I found this film quite frustrating for a number of reasons. First is Felicie herself. It’s evident that she is completely enamored not of Charles, but of the memory of Charles, and this continually sabotages every other relationship in her life. Both Loic and Maxence are aware of her infatuation with her past fling. She openly talks about her love of Charles and her much lesser love for the two of them. It’s a relationship style that I have trouble understanding. Perhaps I’m too possessive in this respect, or simply not French enough. If the woman I was sleeping with told me that she was more in love with a memory and wanted to talk about the sex she was having with another guy, I think I might be kind of offended by that.
And then there’s the reason that Felicie loses touch with Charles in the first place—she screws up her own address when she gives it to him, so he’s got no way to find her. And, since she never bothers to learn his last name, she has no way to get in touch with him. It’s kind of ridiculous, really—her own pain and unsatisfying life are caused by her own stupidity and foolishness. At least that’s one way to look at it. I choose to look at it another way, although it’s no more flattering than “Felicie is really dumb.” No, I like to think that she sabotaged this relationship intentionally.
That’s a bold statement, I know, but I think I can back it up. There’s a certain mindset that desires to be a part of that grand tragic romance—the exquisite pain of that tragic lost lover, forever separated, is a specific romantic ideal. By making Charles unable to reach her, by forcing a situation in which the two of them cannot be together, Felicie is forcing herself into a relationship that mimics that tragic romance, even if it was just a summer fling. It allows those couple of months of love and sex to be far more than they really are.

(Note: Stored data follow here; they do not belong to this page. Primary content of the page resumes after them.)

PR #12928, opened 2026-08-18
Expand system index documentation

cwperks:
## Description

Expand the system index documentation to cover:

- descriptor-based registration, automatic creation, and system thread pools
- the exact system index patterns registered by the standard distribution
- Security plugin write protection, scrubbed reads, explicit permissions, and audit events
- guidance for plugin developers using `SystemIndexPlugin` and plugin identity

The inventory was verified by instrumenting `SystemIndexRegistry` in a throwaway matching Core build and starting the OpenSearch 3.7.0 standard distribution. This enumerated all descriptors at startup, including indexes that had not yet been created. The diagnostic instrumentation is not part of this change.

## Testing

- `git diff --check`
- Compared the documentation table programmatically with the startup registry dump: 66 unique patterns in each, with no differences

The full Jekyll build could not run locally because the available system Ruby is 2.6.10 and the current documentation dependencies require Ruby 3.1 or later.


kolchfa-aws (approved):
Thank you, @cwperks! Doc review complete and changes applied.

PR #51, opened 2013-12-02
Allow developers to easily upgrade to the latest git code

ljm42:


fisharebest:
I'm going to close this, as I don't think this has a place in the core code.

If needed, I think that a custom module could simply set the `WT_LATEST_VERSION` to point to a custom URL, and then the auto-updater should take over.

PR #88, opened 2014-02-02
Convert media files to the right code page on windows hosted sites, othe...

magicsunday:
...rwise files containing special chars (german umlauts for instance) won't be displayed.


KosherJava:
It looks like Patchwork-UTF8 1.2 was released
https://github.com/nicolas-grekas/Patchwork-UTF8/blob/master/CHANGELOG.md

fisharebest:
> It looks like Patchwork-UTF8 1.2 was released

...and webtrees updated to in on 2015-01-18 ;-)

KosherJava:
Does that mean that the issue is automatically resolved? or is it now possible to fix it?

fisharebest:
It means that as soon as I get time, I will read the documentation, and see if we can use it.

PR #334, opened 2014-12-23
Fix colors theme CSS overrides

vytux-com:
Custom module menu's may insert links to own CSS files before main CSS
is loaded and thus wrong entries can be chosen. This updates makes
colors theme more consistent with other themes


vytux-com:
Just confirming that after the latest theme changes this will no longer be an issue in the next release

Issue #348, opened 2015-01-04
Validation error in descendancy chart


ddrury:
I recently came to the conclusion that adding a class to an element on the descendancy chart would simplify the css (unordered list at line 209) and whilst messing about decided to fix the validation errors which were all pretty simple bar the following

WT_Controller_Descendancy->printFamilyDescendancy() wraps a call to WT_fact->summary() (line202) in an anchor. WT_fact->summary() in turn calls WT_Gedcom_Tag::getLabelValue() (line 399). 

This as it stands return it's html wrapped in a div so we have a div wrapped by an anchor which fails validation.

I tried changing the call to WT_Gedcom_Tag::getLabelValue() to make it return a span - 
this works in this instance but ruins the display elsewhere - I guess we could change the css for the broken calls to include "display:block"

changing line 202 of WT_Controller_Descendancy->printFamilyDescendancy() to

    echo ' <a href="', $family->getHtmlUrl(), '" class="details1">', str_replace('div', 'span',       $fact->summary()), '</a>'; 

also works but I would suggest isn't a real fix.

So ... over to you

ddrury:
Hm,

There are a lot of posts on the net saying that wrapping divs with anchors is valid HTML5 so maybe the validator is broken?

PR #351, opened 2015-01-06
Decouple popup menu css from charts css

ddrury:
Current code/css for ancestry & decendancy charts makes it very difficult to style the popup menus (Yeah I know you love them!) without having a knock on effect on the chart. 

By adding a class to the chart code (class="generation") it makes it possible to completely decouple the menu. At the same time
1.  I realized that the code for both charts was virtually identical which allows for common css (class="chart_common")
2.  I could remove validation errors (mostly table related stuff) - I've ignored nested divs within anchors (see issue #348)

### DIFF
--- a/ancestry.php
+++ b/ancestry.php
@@ -142,7 +142,7 @@ switch ($controller->chart_style) {
 case 0:
 	// List
 	$pidarr=array();
-	echo '<ul id="ancestry_chart">';
+	echo '<ul id="ancestry_chart" class="chart_common">';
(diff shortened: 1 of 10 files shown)


makitso:
Dave,
This is a good idea.  However,  I am restructuring all the themes and its taking longer than I expected.  So, can you hold off on any theme changes until I am completed?

Rob

ddrury:
Sure

Regards
David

Really, I don’t have a great deal of sympathy for that. And with that in mind, or the simpler but less satisfying possibility that Felicie is just really dumb, the end is pretty unconscionable, and feels like a cheat.

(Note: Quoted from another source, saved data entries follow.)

Issue #350, opened 2015-01-05
 Missing spouse name in pedigree and family reports


loudubewe:
This is my very first move to help in webtrees development. Advices are welcome.

The name of the spouse of the root person is missing in the pedigree report.
The names of children spouses are missing in the family report.
This is due to a never met condition: $pid==@HUSB or $pid==@WIFE.
Never met because this condition is translated into "I1234"=="@I1234@" by the 'ifStartHandler' function in file Base.php (the second value is returned by the 'get_gedcom_value' function).
The 2 @s should be stripped off when the the returned gedcom value is an individual reference (e.g. "@I1234@") but not from another string (e.g. a comment like "see IND @1234@").

A simple and robust way to solve that problem would be to insert the following line after the calls to 'get_gedcom_value':
            $value = preg_replace("/^@([I]\d+)@$/", "$1", $value);
at line 1834, just before the line:
            $value = "\"" . addslashes($value) . "\"";

Shall I do that ?
Louis

fisharebest:
`/^@([I]\d+)@$/`

The IDs do not always take this format.  There is a constant WT_REGEX_XREF which matches them consistently.

I will look at the code later.

loudubewe:
You are right, using the constant WT_REGEX_XREF is quite more general.
Thus, the following line of code will strip off any occurrence of an ID from its enclosing @s (in the 'ifStartHandler' function of 'Base.php'):
	$value = preg_replace("/^@(".WT_REGEX_XREF.")@$/", "$1", $value);
This gives the correct result (spouse names are displayed in reports) and has no other unexpected consequence, as far as I could verify for all the other calls to the 'ifStartHandler' function in 'report.xml' files.
So, I will try to send a 'pull request' with the modified file 'Base.php'.
Thanks.

PR #353, opened 2015-01-09
Spouse bug corrected in Base.php

loudubewe:
(See issue https://github.com/fisharebest/webtrees/issues/350)
The spouse name of the root person in pedigree report & children spouse names in family report were missing.
This version of 'Base.php' file fix the bug.


fisharebest:
Thanks!

PR #356, opened 2015-01-12
lightweight markdown/html editor and module to use it

ddrury:
markitup is a lightweight markdown/html editor.

The blog module replaces the gedcom_news and user_blog modules (and at a push the HTML module). It supports language selection and embedded stats. It is written as a stand-alone module (although see below) but should it be adopted, the css and relevant database functions probably should be moved to the core, and a section within db_schema_3_4.php that removes the subject column uncommented. Adding and editing articles both utilise the markitup module within a modal dialog.

To accomodate the language selection the news table schema needs to be updated -  to restore the status quo, remove the languages column and revert the schema version


ddrury:
Needs rework due to theme changes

Based on what I’ve seen of Rohmer, I liked him more when he was cynical and less when he mellowed. There’s nothing wrong with mellow, except when it takes the teeth out of a director’s work.
Why to watch Conte d’Hiver: At least there’s some Shakespeare in the middle.
Why not to watch: It’s hard to be compassionate regarding someone’s incompetence.
I had pretty much the same interpretation - she sabotaged that relationship just like she's doing with the two men she is with now. I describe people like that as "they'd rather have the problem, than the solution."
ReplyDeleteI didn't care for her much, either, and as a whole this movie didn't do anything for me. I never even made the Shakespeare connection.
I only made the Shakespeare connection after they walked out of the play and the marquee said "Conte d'Hiver."
DeleteAnd in retrospect, they both sabotaged the relationship. It makes the ending even worse!
you don't get the connection between this very good movie and shakespeare’s 'winter’s tale'? even when it is acted and almost spelled out?
ReplyDeleteif so, unlike felicie who calls herself 'dumb', you are dumb
but then anyone who pretentiously follow others in taste can't be otherwise
I have absolutely no idea what "pretentiously follow others in taste" means. Nor do I apologize for not being that familiar with one of Shakespeare's lesser plays.